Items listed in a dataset
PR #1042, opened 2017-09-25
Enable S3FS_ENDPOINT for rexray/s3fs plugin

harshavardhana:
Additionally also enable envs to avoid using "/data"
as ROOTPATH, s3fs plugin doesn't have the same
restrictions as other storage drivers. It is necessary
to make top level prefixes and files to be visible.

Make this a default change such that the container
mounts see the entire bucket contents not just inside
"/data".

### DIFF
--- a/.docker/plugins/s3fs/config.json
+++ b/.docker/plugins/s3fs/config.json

▶ [PROBLEM REQUIREMENTS]:
Make a faithful copy of every record above.

▶ [OUTPUT FOR THIS TASK]:
PR #1042, opened 2017-09-25
Enable S3FS_ENDPOINT for rexray/s3fs plugin

harshavardhana:
Additionally also enable envs to avoid using "/data"
as ROOTPATH, s3fs plugin doesn't have the same
restrictions as other storage drivers. It is necessary
to make top level prefixes and files to be visible.

Make this a default change such that the container
mounts see the entire bucket contents not just inside
"/data".

### DIFF
--- a/.docker/plugins/s3fs/config.json
+++ b/.docker/plugins/s3fs/config.json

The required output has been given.